Problem statement
Set down all the lines below, each one exactly as shown.

Records for this exercise
PR #1779, opened 2016-09-06
[WFCORE-1768] Update the _private exclusions for the Elytron module definition.

darranl:

https://issues.jboss.org/browse/WFCORE-1768
https://issues.jboss.org/browse/JBEAP-5877

### DIFF
--- a/core-feature-pack/src/main/resources/modules/system/layers/base/org/wildfly/security/elytron/main/module.xml
+++ b/core-feature-pack/src/main/resources/modules/system/layers/base/org/wildfly/security/elytron/main/module.xml
@@ -26,7 +26,9 @@
 
     <exports>
         <exclude path="org/wildfly/security/_private"/>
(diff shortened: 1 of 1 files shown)


core-feature-pack/src/main/resources/modules/system/layers/base/org/wildfly/security/elytron/main/module.xml
```diff
@@ -26,7 +26,9 @@
 
     <exports>
         <exclude path="org/wildfly/security/_private"/>
-        <exclude path="org/wildfly/wildfly/security/manager/_private"/>
+        <exclude path="org/wildfly/security/manager/_private"/>
+        <exclude path="org/wildfly/security/sasl.digest/_private"/>
```
rhusar: That seems wrong, looke like it should be sasl.digest -> sasl/digest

Solution for this exercise
PR #1779, opened 2016-09-06
[WFCORE-1768] Update the _private exclusions for the Elytron module definition.

darranl:

https://issues.jboss.org/browse/WFCORE-1768
https://issues.jboss.org/browse/JBEAP-5877

### DIFF
--- a/core-feature-pack/src/main/resources/modules/system/layers/base/org/wildfly/security/elytron/main/module.xml
+++ b/core-feature-pack/src/main/resources/modules/system/layers/base/org/wildfly/security/elytron/main/module.xml
@@ -26,7 +26,9 @@
 
     <exports>
         <exclude path="org/wildfly/security/_private"/>
(diff shortened: 1 of 1 files shown)


core-feature-pack/src/main/resources/modules/system/layers/base/org/wildfly/security/elytron/main/module.xml
```diff
@@ -26,7 +26,9 @@
 
     <exports>
         <exclude path="org/wildfly/security/_private"/>
-        <exclude path="org/wildfly/wildfly/security/manager/_private"/>
+        <exclude path="org/wildfly/security/manager/_private"/>
+        <exclude path="org/wildfly/security/sasl.digest/_private"/>
```
rhusar: That seems wrong, looke like it should be sasl.digest -> sasl/digest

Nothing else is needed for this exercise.